[[ Data block, beginning ]]

PR #73, opened 2018-02-08
Fix blockcreator race

LeeSmet:
Solve a reasonably frequent race condition when the block creator tries to solve a block just as it receives a consensus change. Also avoid creating blocks until we are fully synced to save some  system resources that would otherwise be wasted on useless blocks, especially during IBD on a new node (probably nothing major).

[[ Data block, end ]]

Work instruction: The material is to be given again in full and without variation.

Problem solution:
PR #73, opened 2018-02-08
Fix blockcreator race

LeeSmet:
Solve a reasonably frequent race condition when the block creator tries to solve a block just as it receives a consensus change. Also avoid creating blocks until we are fully synced to save some  system resources that would otherwise be wasted on useless blocks, especially during IBD on a new node (probably nothing major).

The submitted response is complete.